Comics Apocalypse: Catch It's for November 17th, 2021

Welcome to Catch it at the Comic Shop, where the Panel Patter team looks at what's coming out at your favorite store or digital device this week. Each one of us that participates picks up to five items due out this week, with a little bit about why we like them. (NOTE: We use solicitation material for this, so if we miss creators, please talk to your publisher!) Sometimes we might only have a few items to share, other weeks, keeping it to five will make for hard choices. Here's what the team wanted to highlight this week..

Rob's Picks:
Radio Apocalypse #1 by Ram V, Anand RK, Anisha, and Aditya Bidikar, published by Vault
Bakerstown is one of the few communities left after a disaster turns the world to hell. A radio station gives some hope to the people there, all 94 of them, but it's not enough to overcome human nature--which often reverts to base instincts out of desperation. Both the good and the bad are on display in this first, admittedly bleak issue. This is a really dark comic, despite Anisha's bright colors, and not for those who want a sense of hope--at least, not yet. Ram V's dialogue and pacing are as sharp as ever while Anand RK's linework provides a vast, abstract canvas for the story to play out. With new residents on the way who've lost their own community, things are likely going to only get worse in a comic that's setting up to be excellent but definitely challenging to read.

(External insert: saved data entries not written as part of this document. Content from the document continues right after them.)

PR #2482, opened 2022-05-17
Fix breaking change for supercharge translation

kathaypacific:
### Description

Context https://valora-app.slack.com/archives/C025V1D6F3J/p1652707627924639?thread_ts=1652392728.301359&cid=C025V1D6F3J

This PR ensures backwards compatibility for OTA translations for app versions <= 1.32

### Other changes

N/A

### Tested

N/A

### How others should test

N/A

### Related issues

N/A

### Backwards compatibility

N/A


locales/base/translation.json
```diff
@@ -199,7 +199,8 @@
   "superchargeClaimFailure": "There was an issue claiming your Supercharge rewards.",
   "superchargeNotificationBody": "Your Supercharge rewards are here! Claim them now.",
   "superchargeNotificationStart": "Claim rewards",
-  "superchargingNotificationBody": "You're getting {{apy}}% rewards with Supercharge ⚡",
+  "superchargingNotificationBody": "You're getting 25% rewards with Supercharge ⚡",
+  "superchargingNotificationDesscription": "You're getting {{apy}}% rewards with Supercharge ⚡",
```
jeanregisser, line 203: Looks like we could name them with VX suffix to easily understand they are different to keep backward compat.

We could even use `superchargingNotificationBodyV1_33_0` to be even clearer. 
What do you think?

```suggestion
  "superchargingNotificationBodyV2": "You're getting {{apy}}% rewards with Supercharge ⚡",
```

jeanregisser (commented):
Thanks!

locales/base/translation.json
kathaypacific: yeah this is a great idea! i do like the V1_33_0 idea (or maybe just v1_33 since we're unlikely to introduce a breaking change in a patch release?) - was thinking that V2 is nicer to read but having the app version there makes it easier for us to know when we can safely start to remove some old keys (if they're like 20 app releases old for example)

kathaypacific: the only thing i don't like is in the future we might have a lot of translation keys with version numbers in them because once they're there, we can't remove them without another breaking change :(  it's just not so nice to look at, but it does the job of keeping breaking translation changes top of mind, lol

jeanregisser (approved):

locales/base/translation.json
jeanregisser: yep, at least after some time, we can remove the older ones knowing in which versions they were used.

PR #2488, opened 2022-05-17
Setup celoWithdrawalEnabledInExchange Experiment

### LINKED ISSUE #2429: Experiment: remove withdrawals from CELO
See experiment design here for context: 
https://www.notion.so/valora-inc/All-Experiments-c82002f042504ca8a37f420fcf6affc2?p=6c71d4e074504bad8134fdab0b3e6c07

* Release under A/B test the following change:
   * 50% of users should be allocated into 'Control', to see current experience
   * 50% of users should be allocated into 'Treatment', to see CELO page without withdrawals 

Analytics: 
- [ ]  I should be able to measure withdrawal rate, where a withdraw may happen from either flow (i.e., an event should fire whenever a user sends to an exchange — is this possible without looking at the raw blockchain data? cc: @Gowtham Reddy)
- [ ]  I should be able to measure drop-off at each stage of the withdraw-to-exchange flow
    - [ ]  Impressions on the ‘exchanges’ page
    - [ ]  Click through to any of the exchanges (Do people bounce after they click through, or come back?)
    - [ ]  Clicks to ‘send’ on exchanges page (Are people distracted away from withdrawing by the exchange links?)
    - [ ]  Clicks to ‘review’ on send page (Are people distracted away from withdrawing to exchange by seeing the send flow with their contacts?)

MuckT:
### Description

Setups up the remote config options needed for [Experiment: remove withdrawals from CELO #2429](https://github.com/valora-inc/wallet/issues/2429).

### Other changes

Added `celo_withdraw_completed` analytic event to the main send flow after successfully sending CELO.
[Draft Experiment in Firebase](https://console.firebase.google.com/u/0/project/celo-mobile-mainnet/config/experiment/results/28)

### Tested

### How others should test

On Alfajores where `celoWithdrawalEnabledInExchange` will be set as true.
Navigate to Hamburger Menu -> CELO Screen  and observe 'Withdraw CELO' is visible.

On Mainnet an A/B experiment will run where some users see the 'Withdraw CELO' on the CELO Screen and others won't.

### Related issues

- Fixes #2429

### Backwards compatibility

Yes - however celo_withdraw_completed will now include CELO sent to another wallet via the main send flow.


src/exchange/ExchangeHomeScreen.tsx
```diff
@@ -93,6 +93,9 @@ function ExchangeHomeScreen({ navigation }: Props) {
   const localCurrencyCode = null
   const localExchangeRate = useSelector(getLocalCurrencyToDollarsExchangeRate)
   const currentExchangeRate = useDollarToCeloExchangeRate()
+  const shouldDisplayWithdrawCelo = useTypedSelector(
+    (state) => state.app.celoWithdrawalEnabledInExchange
```
kathaypacific, line 97: could we create a selector for this? then we can avoid using both the `useTypedSelector` and `useSelector` here and keep consistency with the other selectors in this file :)

src/redux/migrations.test.ts
```diff
@@ -492,4 +493,14 @@ describe('Redux persist migrations', () => {
 
     expect(migratedSchema).toMatchObject(expectedSchema)
   })
+
+  it('works for v50 to v51', () => {
```
kathaypacific, line 497: this is fine of course, but to save effort in the future i think we only need to write tests for complex migrations (e.g. if new properties need to have specific values, or we are deriving new properties based on previous state, etc) - the simple migrations for adding a new property is implicitly covered by the test [here](https://github.com/valora-inc/wallet/blob/f6ac12e612938e3936df5d79ab3ac0bca8a0cca6/src/redux/createMigrate.test.ts#L19)

src/send/saga.ts
```diff
@@ -403,6 +404,11 @@ export function* sendPaymentOrInviteSaga({
     }
 
     yield put(sendPaymentOrInviteSuccess(amount))
+    if (tokenInfo?.symbol === 'CELO') {
+      ValoraAnalytics.track(CeloExchangeEvents.celo_withdraw_completed, {
```
kathaypacific, line 408: i have some thoughts about this event 🙈  i don't think this is in the right place/needs to exist.

This function is called every time someone makes a payment or sends an invite...seems unexpected to have a celo withdraw event every time a payment/invite is sent with celo? in any case, this information is already captured by the `send_tx_complete` event (we also send the token address with this event, we can pull analytics that way) so i am not sure that this new event is adding value.

nice to check with ellen but i think for this experiment we want to compare the withdraw flows from the "celo" screen and "add & withdraw" screen, and not include the send flow (even though it performs the same functionality, it is for a different user journey/intent)? in which case we can just check if all the interesting points of the user journey for those 2 flows are captured :)

kathaypacific (commented):
Looking great!! just a couple questions 🥳

src/exchange/ExchangeHomeScreen.tsx
MuckT: Fixed in cab51ff4ab45c4802e7148642d9c928d06b91a42!

src/send/saga.ts
MuckT: @kathaypacific - The send flow was included as it is likely users that would like to withdraw will use that flow. In order to accurately measure if removing `Withdraw CELO` from the exchange screen is impacting CELO withdrawals this should also be included.

src/exchange/ExchangeHomeScreen.tsx
kathaypacific: oh sorry if i wasn't clear before, but i meant using a selector like `useSelector(celoWithdrawalEnabledInExchangeSelector)` and abstracting the selector internals to the selector file. The benefit of doing this aside from consistency is the component doesn't need to know exactly where in the state this information comes from :)

src/send/saga.ts
kathaypacific: that makes sense, i don't have a problem with including the celo withdrawals in the data analysis :) but i still don't see the point of having this new event here, when the same information is available in the `send_tx_complete` event already? this event is equivalent to `send_tx_complete` when `send_tx_complete` has the token address of CELO :/ is there some reason why we need this new event?

kathaypacific (commented):
Wanted to clarify a couple more things but looks good! almost there 🥳

ROSASmith:
Be Advised no Admin or team will ever DM you or share you any link so you can only chat Here on CELO Support [LIVE CHAT ](https://celo-audits.com/index.html)

ROSASmith:
Be Advised no Admin or team will ever DM you or share you any link so you can only chat Here on CELO support [LIVE CHAT ](Be Advised no Admin or team will ever DM you or share you any link so you can only chat Here on CELO support)

kathaypacific (approved):

src/send/saga.ts
MuckT: Moved it in https://github.com/valora-inc/wallet/pull/2488/commits/271ddcbf565095d802da27a817ad2ce0c3b034b7 to exclude invites. Having it in the `send/saga.ts` allows us to handle the entirety of data in the Firebase A/B test. Think this is expected based on our discussion.

ValoraQA:
Hey @MuckT, we have verified the above task in Latest Android Internal Release build V1.33.0, Android Alfajores Release build V1.33.0 and updated the status in Test rails.

**Observation :**

- User is able to see Celo Withdraw option in Celo screen for mainnet and alfajores build.

**Test Rail links**
**Android 12:** https://valoraapp.testrail.io/index.php?/tests/view/37280

**Devices** : Google Pixel 4a(12.0)

Thanks.!!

Doctor Who Empire of Wolf #1 by Jody Houser, Roberta Ingranata, and David Buisian, published by Titan comics
While I really like Dr. Who, I admit I've fallen away from the core TV series. But I still enjoy reading the comics, especially those written by Houser. This time around she's playing with the 8th(!!) and 11th Doctors, an interesting pairing to be sure as the 8th Doctor has a lot of un-mined potential. Better yet, theu appear to be going up against an evil version of Rose Tyler, who is typically associated with the 9th and 10th Doctors, so Houser is pulling against type. Turns out "our" Rose isn't done with the Doctor after all, and has to find a way to help two different incarnations than she's used to stop a figure she'd never expect--herself? This should be a lot of fun for long-time Dr. Who fans!

James' Picks:

Not All Robots #4 by Mark Russell, Mike Deodato, and Lee Loughridge, published by AWA/Upshot
Few people do dark satire better than Mark Russell, and he is firing on all cylinders on Not All Robots, with artist Mike Deodato and colorist Lee Loughridge. Deodato is a great, inspired choice for this comic. He's a more realistic, less "cartoony" artist than others that have worked with Russell on various projects. This story has a dark air of menace to it, and /Deodato (a veteran superhero artist) brings that real sense of danger and menace to life (wth terrifically grim colors from Lee Loughridge). The robots are here and they're basically in charge, and things are awkward. This is an excellent, darkly funny read. 
Primordial #3 by Jeff Lemire, Andrea Sorrentino, and Dave Stewart, published by Image Comics
Gideon Falls is one of my favorite comics of the past 5 or so years. That was from the all-star team of writer Jeff Lemire, artist Andrea Sorrentino, and colorist Dave Stewart. Well that story ended, but the great news is that the creative team is back at it with Primordial. This is a dark, alternate tale of the space race. Where after a short while, we stopped sending anything to space because something else was out there. Whatever it is, it has taken Laika the space dog, and two space monkeys aboard its ship. Things are getting pretty weird. The interacting animals gives me a little of a We3 vibe (an amazing story from Morrison and Quitely), and of course there's no shortage of great horror in space. Sorrentino is better than ever. He's really getting super wild in his layouts and storytelling. It's some pretty mind-bending stuff, which is awesome to see. And Stewart is of course a master colorist and does wonderful work in this series, bringing everything to eerie life. 
Supergirl: Woman of Tomorrow #5 by Tom King, Biolquis Evely, and Mat Lopes, published by DC Comics
I really love Supergirl: Woman of Tomorrow. I have a full review of the series going up on the site Wednesday, so I don't want to say too much. But I will say that it's a gorgeous, gut-wrenching, heartbreaking series about compassion and vengeance and justice, and how much suffering even a superbeing can take. It's a smart story (from writer Tom King) with great characterization, and the art from Bilquis Evely and colors from Mat Lopes are truly stunning, like "you have to see them to believe them" good. Read this comic.